_WHAT YOU WILL DO_
From the first line of the entries below, reproduce everything exactly through the line with "Virts 491a sandcat link time defaults", and nothing more.

_SUPPLIED MATERIAL_
PR #82, opened 2019-09-19
virts-511: allow executors that exists on a system

khyberspache:


gocat/execute/execute.go
```diff
@@ -22,7 +22,9 @@ func Execute(command string, executor string, resultChan chan map[string]interfa
 	if executor == "psh" {
 		output, err = exec.Command("powershell.exe", "-ExecutionPolicy", "Bypass", "-C", command).CombinedOutput()
```
privateducky: I think we can make this a lot cleaner by creating a map of platform -> executors, such as:
```
platformExecutors := map[string][]string{
    "windows": []string{"cmd", "psh", "pwsh"},
    "linux": []string{"sh", "pwsh"},
    "darwin": []string{"sh", "pwsh"}
}
```
Then we can match on the executor key, and loop through each of the values (appending to the executors variable, as necessary).

PR #109, opened 2019-10-11
Virts 491a sandcat link time defaults

unkempthenry:
Changes:
* Default values for server, group and sleep are now global vars (alongside key) that can be overwritten at link time. 
* Add a verbose flag that's handy for debugging - we can expand it to output more info during sandcat operation later if we like the idea. 

This allows default values for these variables to be set when the executable is built -- this allows the caldera file_svc to be updated to change the key without modifying the go source code and also hardcode in default values for the other parameters so that the binary can be started without command line args.  

To test manually modifying these values, you can pass in the `-X' option to the golang linker like so:

```
go run -ldflags "-X main.defaultGroup=new_group -X main.defaultSleep=5" sandcat.go
```

### DIFF
--- a/gocat/sandcat.go
+++ b/gocat/sandcat.go
@@ -16,6 +16,17 @@ import (
 	"./util"
 )
 
+/*
+These default  values can be overridden during linking - server, group, and sleep can also be overridden
+with command-line arguments at runtime.
+*/
+var (
+    key = "JWHQZM9Z4HQOYICDHW4OCJAXPPNHBA"
+    defaultServer = "http://localhost:8888"
+    defaultGroup = "my_group"
+    defaultSleep = "60"
+)
+
 func runAgent(coms contact.Contact, profile map[string]interface{}) {
 	for {
 		beacon := coms.GetInstructions(profile)
@@ -73,14 +84,23 @@ func chooseCommunicationChannel(profile map[string]interface{}) contact.Contact 
 func main() {
 	var executors execute.ExecutorFlags
 	http.DefaultTransport.(*http.Transport).TLSClientConfig = &tls.Config{InsecureSkipVerify: true}
-	server := flag.String("server", "http://localhost:8888", "The FQDN of the server")
-	group := flag.String("group", "my_group", "Attach a group to this agent")
-	sleep := flag.Int("sleep", 60, "Initial sleep value for sandcat (integer in seconds)")
+	server := flag.String("server", defaultServer, "The FQDN of the server")
+	group := flag.String("group", defaultGroup, "Attach a group to this agent")
+	sleep := flag.String("sleep", defaultSleep, "Initial sleep value for sandcat (integer in seconds)")
+	verbose := flag.Bool("v", false, "Enable verbose output")
 
 	flag.Var(&executors, "executors", "Comma separated list of executors (first listed is primary)")
 	flag.Parse()
+	sleepInt, _ := strconv.Atoi(*sleep)
 
-	profile := buildProfile(*server, *group, *sleep, executors)
+	if *verbose {
+	    fmt.Printf("Started sandcat in verbose mode.\n")
+	    fmt.Printf("server=%s\n", *server)
+	    fmt.Printf("group=%s\n", *group)
+	    fmt.Printf("sleep=%d\n", sleepInt)
+	}
+
+	profile := buildProfile(*server, *group, sleepInt, executors)
 	for {
 		coms := chooseCommunicationChannel(profile)
 		if coms != nil {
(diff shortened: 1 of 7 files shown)


gocat/sandcat.go
```diff
@@ -16,6 +16,17 @@ import (
 	"./util"
 )
 
+/*
+These default  values can be overridden during linking - server, group, and sleep can also be overridden
+with command-line arguments at runtime.
+*/
+var (
+    key = "JWHQZM9Z4HQOYICDHW4OCJAXPPNHBA"
```
privateducky: careful here-- the key was (strategically, as in poorly) placed at the bottom for dynamic compiling.. this is a better placement of it, but you'll need to edit the sand_svc.py dynamic compiling function to match it.

unkempthenry: Yep, that's the plan.  Have a core PR on the way where the key gets changed with the link time -- that way caldera won't need to modify the source file to change the hash.

gocat/sandcat.go
```diff
@@ -73,14 +84,23 @@ func chooseCommunicationChannel(profile map[string]interface{}) contact.Contact
 func main() {
 	var executors execute.ExecutorFlags
 	http.DefaultTransport.(*http.Transport).TLSClientConfig = &tls.Config{InsecureSkipVerify: true}
-	server := flag.String("server", "http://localhost:8888", "The FQDN of the server")
-	group := flag.String("group", "my_group", "Attach a group to this agent")
-	sleep := flag.Int("sleep", 60, "Initial sleep value for sandcat (integer in seconds)")
+	server := flag.String("server", defaultServer, "The FQDN of the server")
+	group := flag.String("group", defaultGroup, "Attach a group to this agent")
+	sleep := flag.String("sleep", defaultSleep, "Initial sleep value for sandcat (integer in seconds)")
```
privateducky: why string instead of int here?

gocat/sandcat.go
```diff
@@ -73,14 +84,23 @@ func chooseCommunicationChannel(profile map[string]interface{}) contact.Contact
...
+	verbose := flag.Bool("v", false, "Enable verbose output")
 
 	flag.Var(&executors, "executors", "Comma separated list of executors (first listed is primary)")
 	flag.Parse()
+	sleepInt, _ := strconv.Atoi(*sleep)
 
-	profile := buildProfile(*server, *group, *sleep, executors)
+	if *verbose {
+	    fmt.Printf("Started sandcat in verbose mode.\n")
```
privateducky: this is a good idea. any chance you can extend this to all of our fmt.Printf statements? maybe not wrap them in an if/else block for each one - but some sort of "decorator"?

gocat/sandcat.go
unkempthenry: Unfortunately, it seems like you can only change string values and not ints when linking from the commandline -- if `defaultSleep` is an integer and I try to use `-X main.defaultSleep=5`, it results in an error: 

```
main.defaultSleep: cannot set with -X: not a var of type string (type.int)
```

There's probably a clever way to get around it, but I'm not sure what it is, and I think it's okay to have it be a string here. 

Happy to entertain other approaches though.

gocat/sandcat.go
unkempthenry: Implemented this in SandService, thanks to the nice refactoring you did earlier today.

gocat/sandcat.go
unkempthenry: I went through and updated all the console output to go through a new 'ouput' package.  LMK what you think of this approach.

unkempthenry:
with the latest changes you can affect how default values when requesting a file from caldera: 

for example:
```
curl -sk -X POST -H 'file:sandcat.go' -H 'defaultSleep:3' -H 'defaultGroup:newgroup' -H 'defaultServer:http://127.0.0.1:8888' -H 'platform:linux' http://127.0.0.1:8888/file/download > /tmp/sandcat-linux && chmod +x /tmp/sandcat-linux && /tmp/sandcat-linux; 
```

gocat/sandcat.go
privateducky: eh, not worth it. you did the right thing.

gocat/sandcat.go
privateducky: last piece of the puzzle -- will this continue getting a different file hash (md5) every time it is downloaded? it looks like it won't, as the source code isn't being adjusted before compiling (or I may be missing something).

unkempthenry: yep, the line that takes care of that is here: https://github.com/mitre/sandcat/pull/109/files#diff-e313dd3350babf3906b5e623b6cc2f58R17 

Technically, I don't think we need to initialize key with anything in the source code, but I think it might be nice to leave a default value for it that is included in the pre-compiled binaries.  That way if we decide to use `key` for anything in the future it can fall back to the default/insecure value if the caldera server doesn't have golang installed.

PR #115, opened 2019-10-25
virus-513-precursor-different process integrity levels

cabanuel:
Changes allow sandcat agent to determine what integrity level it is
running under in 3 main operating systems. These are then added to the
agent profile that is reported back to the caldera server. These changes
determine if the agent is running as an elevated process.

**IMPORTANT** to successfully call privilegedetect_windows.go,
golang.org/x/sys/windows needs to be installed. This allows the server
to compile sandcat and allows it to call the low level windows API to
get the process tokenRelated to pull request in Chain and Caldera


cabanuel:
Related PRs:

https://github.com/mitre/chain/pull/189
https://github.com/mitre/caldera/pull/653

gocat/privdetect/privilegedetect_linux.go
```diff
@@ -0,0 +1,15 @@
...
+import (
+	"os"
+)
+
+func Privlevel() string{
+	uid := os.Geteuid()
+
+	if uid ==0 {
+		return "Elevated"
+	} else {
```
wbooth: can we combine this duplicate code?

PR #419, opened 2022-08-08
Return both stderr and stdout if any stderr results from a command execution. 

8reno:


elegantmoose:
@8reno - Did you want to provide a full description of proposed change

mchan143:
This is implemented as part of @michael-the-jones's https://github.com/mitre/sandcat/pull/421 - support in Caldera core to come shortly.

PR #423, opened 2022-11-22
MacOS ARM64 build added

petermat:
## Description

Added a Darwin build for ARM64 processors

## Type of change

Please delete options that are not relevant.

- [ ] Bug fix (non-breaking change which fixes an issue)
- [x ] New feature (non-breaking change which adds functionality)
- [ ] Breaking change (fix or feature that would cause existing functionality to not work as expected)
- [ ] This change requires a documentation update

## How Has This Been Tested?

Please describe the tests that you ran to verify your changes.

## Checklist:

- [x ] My code follows the style guidelines of this project
- [x ] I have performed a self-review of my own code
- [ x] I have made corresponding changes to the documentation
- [ ] I have added tests that prove my fix is effective or that my feature works

PR #435, opened 2023-09-11
[VIRTS-4690] Add Architecture Header to Sandcat

bleepbop:
## Description
Allows users to supply an architecture header to sandcat. This will allow Darwin ARM64 users to successfully compile sandcat without emulation.

Additionally, an `architecture` key has been added to the sandcat ability file. The frontend can later be modified to use this, so that users can select platform and architecture on the agents page. Currently, all sandcat commands are being listed, but they have been labeled as (ARM64) or (AMD64).

Includes modifications to #423. 

## Type of change
- [X] New feature (non-breaking change which adds functionality)
- [X] This change requires a documentation update

## How Has This Been Tested?
Ran all of new agent commands for ARM64, and ran a few abilities with each. Agents compiled successfully and were able to transmit data successfully as well. When running `file splunkd`, the output verified that the agent was compiled for ARM64.

## Checklist:

- [X] My code follows the style guidelines of this project
- [X] I have performed a self-review of my own code
- [X] I have made corresponding changes to the documentation

### DIFF
--- a/.github/workflows/go.yml
+++ b/.github/workflows/go.yml
@@ -29,13 +29,14 @@ jobs:
       env:
         GOOS: windows
 
-    - name: Build Darwin
+    - name: Build Darwin amd64
       run: |
         cd gocat
-        go build -o sandcat.go-darwin -ldflags="-s -w" sandcat.go
-        file sandcat.go-darwin && ls -al sandcat.go-darwin
+        go build -o sandcat.go-darwin-amd64 -ldflags="-s -w" sandcat.go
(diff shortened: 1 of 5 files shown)


elegantmoose (approved):

elegantmoose:
Code looked good but I could not test out ARM on my Mac.

clenk (changes requested):
The original PR also updated `update-agents.sh`  and the list of precompiled binaries on the docs page - can you update those as well?

For the docs page, I would prefer adding `architecture` to the list of parameters and explaining it there instead of at the top of the `Options` section.

clenk (approved):
LGTM!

_WRITTEN SOLUTION_
PR #82, opened 2019-09-19
virts-511: allow executors that exists on a system

khyberspache:


gocat/execute/execute.go
```diff
@@ -22,7 +22,9 @@ func Execute(command string, executor string, resultChan chan map[string]interfa
 	if executor == "psh" {
 		output, err = exec.Command("powershell.exe", "-ExecutionPolicy", "Bypass", "-C", command).CombinedOutput()
```
privateducky: I think we can make this a lot cleaner by creating a map of platform -> executors, such as:
```
platformExecutors := map[string][]string{
    "windows": []string{"cmd", "psh", "pwsh"},
    "linux": []string{"sh", "pwsh"},
    "darwin": []string{"sh", "pwsh"}
}
```
Then we can match on the executor key, and loop through each of the values (appending to the executors variable, as necessary).

PR #109, opened 2019-10-11
Virts 491a sandcat link time defaults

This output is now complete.